Jerome’s nostrils flared; it was an expression at once of resignation and great distaste.

“I suppose you are doing your job within your limitations. You are so used to dealing with filth that you see it everywhere. Perhaps that is the fault of society at large. We must have police.”

“I discovered Arthur Waybourne’s body,” Pitt answered, curiously unangered by the charge. He could understand it. Jerome would want to hurt someone, and there was no one else. “That’s all I testified to. I questioned the Waybourne family, and I checked the two prostitutes. But I didn’t find them, and I certainly didn’t put words in their mouths.”

Jerome looked at him carefully, his brown eyes covering Pitt’s features as if the secret lay within them.

“You didn’t discover the truth,” he said at last. “Maybe that was asking too much. Maybe you’re a victim as much as I am. Only, you are free to walk away and repeat your mistakes. I’m the one who will pay.”

“You didn’t kill Arthur?” Pitt put it forward as a proposition.

“I did not.”

“Then who did? And why?”

Jerome stared at his feet. Pitt moved to sit on the straw beside him.

“He was an unpleasant boy,” Jerome said after a few moments. “I’ve been wondering who did kill him. I’ve no idea. If I had, I would have offered it to you to investigate!”

“My wife has a theory,” Pitt began.

“Indeed.” Jerome’s voice was flat, contemptuous.

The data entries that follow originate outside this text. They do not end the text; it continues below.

PR #134, opened 2024-01-22
Create automatic schema update workflow

awkrupka:


.github/workflows/schema-update.yml
```diff
@@ -0,0 +1,41 @@
...
+      env:
+        API_TOKEN_GITHUB: ${{ secrets.API_TOKEN_GITHUB }}
+      with:
+        source_folder: 'tools/integrations/data/'
+        destination_repo: 'flexcompute/Flow360WebClient'
+        destination_folder: 'src/components/FormGenerator/schemas/case/'
+        destination_base_branch: 'develop'
+        destination_head_branch: 'schema-auto-update'
+        user_email: 'andrzej@flexcompute.com'
+        user_name: 'andrzej-krupka'
```
maciej-flexcompute, line 41: maybe we can create a separate github account for auto updates?

awkrupka: That's a good idea - perhaps automation@flexcompute.com / deployment@flexcompute.com with the corresponding GH handle?

.github/workflows/schema-update.yml
```diff
@@ -0,0 +1,41 @@
+# Used to automatically create a pull request with updated schemas
+name: Automatic schema update
+
+on:
+  push:
+    branches:
+      - develop
```
psmolaga, line 7: You can automate triggering based on path changes. By using a build trigger, you can remove the step of checking, then.

```
on:
  push:
    paths:
      - folder1/**
```

PR #713, opened 2020-11-05
Add useGetRecoilValueInfo() hook

drarmstr:
Summary: Add `useGetRecoilValueInfo_UNSTABLE()` hook which acts similar to `getInfo_UNSTABLE()` method on `Snapshot`, except peeks the info for the current state.

Differential Revision: D24718803


drarmstr:
Document in #744

PR #714, opened 2020-11-05
report subscribing components

drarmstr:
Summary:
Report components which are subscribing to atoms and selectors via `useGetRecoilValueInfo()`.

Note that `Snapshot#getInfo()` will not report any subscribing components at this time.

This currently reports a string of the component name.  But, we likely want to change that to something more specific/useful.

Reviewed By: maxijb

Differential Revision: D24718812


drarmstr:
Document in #744

PR #717, opened 2020-11-06
fix: snapshot variable is not defined

wabi91:
**Summary**
There is an error because the variable is wrong.
`initialSnapshot`, `testSnapshot` and `mySnapshot` should be changed correctly.


drarmstr:
Thanks @wabi91 !

PR #749, opened 2020-11-18
Avoid re-rendering components if selector values don't change

drarmstr:
Summary:
An optimization that will avoid re-rendering React components if selector values they subscribe to don't change (based on reference equality).

Currently, changing an atom to the same value (based on reference equality) will not propagate any downstream updates.  However, any updates to a selector would propagate updates to all downstream selectors and re-render all subscribing components.

This is only a partial optimization because downstream selectors will still re-evaluate.  However, the React component itself will see that the final value has not changed and will suppress re-rendering.  This is also only a partial fix because it only limits suppression based on reference-equality, and does not allow for a user-defined equality check.

Additionally - In order to compare the new and old values before re-rendering, the subscribing component will evaluate the selector before deciding to re-render.  It gets the value again during rendering, however the value will be cached in `atomValues`, so this should be cheap.  By moving this evaluation earlier, it may actually help "pre-fetch" asynchronous requests before rendering starts.

Differential Revision: D25040920

### DIFF
--- a/src/hooks/Recoil_Hooks.js
+++ b/src/hooks/Recoil_Hooks.js
@@ -40,6 +40,7 @@ const differenceSets = require('../util/Recoil_differenceSets');
 const expectationViolation = require('../util/Recoil_expectationViolation');
 const filterMap = require('../util/Recoil_filterMap');
 const filterSet = require('../util/Recoil_filterSet');
+const gkx = require('../util/Recoil_gkx');
 const invariant = require('../util/Recoil_invariant');
 const mapMap = require('../util/Recoil_mapMap');
 const mergeMaps = require('../util/Recoil_mergeMaps');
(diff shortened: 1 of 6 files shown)


drarmstr:
Note that while this diff was merged it is currently behind a feature flag.

salvoravida:
maybe related https://github.com/facebookexperimental/Recoil/pull/825

src/hooks/Recoil_Hooks.js
```diff
@@ -285,42 +286,57 @@ function useRecoilValueLoadable_MUTABLESOURCE<T>(
...
     },
-    [recoilValue, storeRef, componentName],
+    [storeRef, recoilValue, componentName, getLoadable],
   );
 
-  return useMutableSource(useRecoilMutableSource(), getValue, subscribe);
+  const source = useRecoilMutableSource();
+  const loadable = useMutableSource(source, getLoadableWithTesting, subscribe);
+  const prevLoadableRef = useRef(loadable);
+  useEffect(() => {
```
escaton, line 336: @drarmstr why not `layoutEffect`? Postponed update of the ref could cause some propblem, don't you think?

pthieu:
@drarmstr did this ever get released?

chriszrc:
@pthieu looks like yes - https://recoiljs.org/docs/api-reference/core/RecoilEnv/

Screenshot 2024-05-03 at 1 03 55 PM

PR #763, opened 2020-11-26
Fix React Native build

mondaychen:
- revert 8e1e2ee
- move Reactbatchedupdates.js and Reactbatchedupdates.native.js to polyfill to avoid reaper


build/index.js
```diff
@@ -0,0 +1,6 @@
+const Recoil = require('../src/Recoil_index');
```
drarmstr, line 1: Needs copyright header

build/index.native.js
```diff
@@ -0,0 +1,6 @@
+const Recoil = require('../src/Recoil_index');
```
drarmstr, line 1: Needs copyright header

drarmstr: It's not clear from the GitHub PR where this file lives in `www` and if it may also be a candidate for the reaper?

setupJestMock.js
```diff
@@ -1,3 +1,5 @@
 const Promise = require('promise-polyfill');
```
drarmstr, line 1: Needs copyright header

src/core/Recoil_Batching.js
```diff
@@ -10,9 +10,14 @@
...
 const {batchStart} = require('../core/Recoil_RecoilValueInterface');
-const {unstable_batchedUpdates} = require('../util/Recoil_ReactBatchedUpdates');
 
-let batcher = unstable_batchedUpdates;
+let batcher = function (_func) {
+  throw new Error('Unexpected Fatal Error: undefined batcher function');
+};
+// for testing, use default batcher defined in setupJestMock.js
+if (global && global._jestDefaultBatcher) {
+  batcher = global._jestDefaultBatcher;
```
drarmstr, line 19: Could we avoid `setupJestMock.js` and inside the default batcher just check if running under Jest and use the `unstable_batchedUpdates()` if so, otherwise throw the error?  Or maybe just call `Recoil.setBatcher()` in some Jest setup function?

“Don’t be so bloody patronizing!” Pitt snapped. Suddenly his anger at the whole affair, the system, the monumental and stupid tragedy exploded in offense for the slight to Charlotte. His voice was loud and harsh. “It’s more than you have—damn you!”

Jerome turned to look at him, his eyebrows high.

“You mean she doesn’t think I did it?” He was still disbelieving, his face cold, eyes showing no emotion except surprise.

“She thinks that perhaps Arthur was the perverted one,” Pitt said more coolly. “And that he drew the younger boys into his practices. They complied to begin with, and then when each learned the other was also involved, they banded together and killed him.”

“A pleasant thought,” Jerome said sourly. “But I can hardly see Godfrey and Titus having the presence of mind to carry the body to a manhole and dispose of it so effectively. If it had not been for an overdiligent sewerman, and indolent rats, Arthur would never have been identified, you know.”